Journal of Applied and Industrial Mathematics Pub Date : 2021-01-29 , DOI: 10.1134/s199047892004016x V. V. Voroshilov
Abstract
Let \(G = (V,A)\) be a simple directed graph and let \(S\subseteq V \) be a subset of the vertex set \(V \). The set \(S \) is called dominating if for each vertex \(j\in V\setminus S\) there exist at least one \(i\in S \) and an edge from \(i \) to \(j\). A dominating set is called (inclusion) minimal if it contains no smaller dominating set. A dicut \(\{S\rightarrow \overline {S}\} \) is a set of edges \((i,j)\in A \) such that \(i\in S \) and \(j\in V\setminus S \). The weight of a dicut is the total weight of all its edges.
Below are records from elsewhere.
PR #3285, opened 2024-01-18
Updated digging code to account for raycasted tall grass checks

GenerelSchwerz:
Currently, prismarine-world's implementation of raycasting does not account for blocks with no shapes. If attempting to dig a block such as tall grass, the current raycast implementation fails due to not detecting an intersection and assuming the raycast failed.

This check does boundary checking for found blocks and considers their distance away from the eyePos. If the collision is closer than the expected targetPos intersect, then that viewing angle is invalid.

If no visible faces are detected via the raytrace, then we check for if there were any closer collisons. If there weren't and the block we are checking also has no faces, assume that we can look at the block from any tried face and continue with the dig accordingly.

There is a small TODO to calculate the digging face based on an AABB + ray intersection check, but that is not currently implemented in prismarine-physics's AABB code. An example can be found here: https://github.com/nxg-org/mineflayer-util-plugin/blob/af6612c809e040409365b9f1238aa0af96422f66/src/calcs/aabb.ts#L231

### DIFF
--- a/lib/plugins/digging.js
+++ b/lib/plugins/digging.js
@@ -14,12 +14,11 @@ function inject (bot) {
   bot.targetDigBlock = null
   bot.lastDigTime = null
 
-
   /**
-   * 
-   * @param {require('prismarine-block').Block} block 
-   * @param {boolean | 'ignore'} forceLook 
-   * @param {Function | 'auto' | 'raycast'} digFace 
+   *
+   * @param {require('prismarine-block').Block} block
+   * @param {boolean | 'ignore'} forceLook
+   * @param {Function | 'auto' | 'raycast'} digFace
    */
   async function dig (block, forceLook, digFace) {
     if (block === null || block === undefined) {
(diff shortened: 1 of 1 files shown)


lib/plugins/digging.js
```diff
@@ -95,6 +102,11 @@ function inject (bot) {
           }
           await bot.lookAt(closest.targetPos, forceLook)
           diggingFace = closest.face
+        } else if (closerBlocks.length === 0 && block.shapes.length === 0) {
+          // no other blocks were detected and the block has no shapes.
+          // The block in question is replaceable (like tall grass) so we can just dig it
+          // TODO: do AABB + ray intercept check to this position for diggingFace.
+          await bot.lookAt(block.position.offset(0.5, 0.5, 0.5), forceLook)
```
extremeheat, line 109: Ok, my understanding here is if the user doesn't specify a digging direction, mineflayer defaults to doing a raytrace to find the direction to look at before digging.

You want to:
1. prevent ray trace from matching a block closer than the expected target
2. handle raycast failures because the block has no shape, as raycast detection needs shapes to determine a collision by preventing the exception in the else condition (code already defaults to a hardcoded constant)

minecraft-assets should have the block model data, so prismarine-world should be able to refer to that when checking for collisions as opposed to the blockCollisions.json in minecraft-data

But otherwise LGTM for a temporary fix in mineflayer

extremeheat (approved):

rom1504:
I think we should remove ray casting call from digging
This should be called by the user independently

PR #3293, opened 2024-01-27
Timeout for bot.tabComplete()

Ynfuien:
I added a timeout, because without it, a promise was never* resolved, if provided command/string had no completions.

*Never, meaning till next successful tab completion, when it would just double the newer result.

I set the default timeout to, what I think is enough low/high, 100 ms. But it can be changed with a function argument, so everyone will set whatever they want.


lib/plugins/chat.js
```diff
@@ -182,7 +182,15 @@ function inject (bot, options) {
       lookedAtBlock: position
     })
 
-    const [packet] = await once(bot._client, 'tab_complete')
+    // Doing promise race, because of 'tab_complete' event never happening,
+    // in situation when there was no completions for tabbed command.
+    const eventPromise = once(bot._client, 'tab_complete')
```
extremeheat, line 187: We already have an onceWithCleanup function that handles timeouts. You should use that instead here.

Ynfuien: I think now is good?

lib/plugins/chat.js
```diff
@@ -1,4 +1,4 @@
-const { once } = require('events')
+const { onceWithCleanup } = require('mineflayer/lib/promise_utils')
```
extremeheat, line 1: `require('../promise_utils')`

lib/plugins/chat.js
```diff
@@ -165,7 +165,7 @@ function inject (bot, options) {
     })
   }
 
-  async function tabComplete (text, assumeCommand = false, sendBlockInSight = true) {
+  async function tabComplete (text, assumeCommand = false, sendBlockInSight = true, timeout = 100) {
```
extremeheat, line 168: 100ms seems rather low of a timeout for high latency connections

Ynfuien: Then someone can change it for their use case. But if you think that e.g. 200 would be better, then I can change it

Ynfuien: How about now? It's based on bot's ping

extremeheat: No, that's worse. Ideally we stick to something at least 1 second, high latency connections are perfectly valid, they should not be an error case. Also, we shouldn't have every function having inconsistent timeout values, that makes things very messy.

I just checked the mineflayer code for existing timeouts, for blocks.js and command blocks and uses [5000ms timeout](https://github.com/PrismarineJS/mineflayer/blob/master/lib/plugins/place_block.js#L14), so I'd say use that here also.

Ynfuien: I don't see why dynamic timeout would be worse, but alright, I will change it to 5s

extremeheat (approved):
LGTM, but I'm not sure returning an empty array is any better than letting an exception propagate to the user

lib/plugins/chat.js
```diff
@@ -182,8 +182,12 @@ function inject (bot, options) {
       lookedAtBlock: position
     })
 
-    const [packet] = await once(bot._client, 'tab_complete')
-    return packet.matches
+    try {
+      const [packet] = await onceWithCleanup(bot._client, 'tab_complete', { timeout })
+      return packet.matches
+    } catch {
+      return []
```
rom1504, line 189: Yes I think let's not try catch here. The user should handle the error appropriately (for example maybe by retrying)

Ynfuien: Done

PR #3302, opened 2024-02-08
fix world typing

GenerelSchwerz:
The world typing for mineflayer is incorrect.


GenerelSchwerz:
See line [here](https://github.com/PrismarineJS/mineflayer/blob/cc98f1307e3ab48477d2a9ff29da4447f42b30bc/lib/plugins/blocks.js#L524), We are using the Sync version of prismarine-world, not Async. As such, the typing of world.World is incorrect in favor of world.WorldSync

PR #3306, opened 2024-02-15
Deleted scoreboards not being updated

Ynfuien:
Deleted scoreboards were deleted from `bot.scoreboards`, but not from `bot.scoreboard` (`ScoreBoard.positions`). In result, a scoreboard existed till another one would take it's place.


rom1504:
thanks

The article deals with the problem of finding a dicut \(\{S\rightarrow \overline {S}\} \) with maximum weight among all minimal dominating sets.
中文翻译:
由最小支配集引起的有向图的最大Dicut
摘要
令\(G =(V,A)\)为简单的有向图,令 \(S \ subseteq V \)为顶点集\(V \)的子集。该组\(S \)被称为主导如果为每个顶点 \(j \ V中\ setminus小号\)的至少一个存在\(I \ S中\)和从边缘\(I \)到\( j \)。如果主导集不包含更小的主导集,则称其为(包含)极小值。dicut \(\ {S \ rightarrow \ overline {S} \} \)是一组边线\((i,j)\ in A \)使得\(i \ in S \)和\(j \在V \ setminus S \)。切块的重量是其所有边缘的总重量。本文讨论的问题是,在所有最小支配集中找到最大权重的dicut \(\ {S \ rightarrow \ overline {S} \} \)。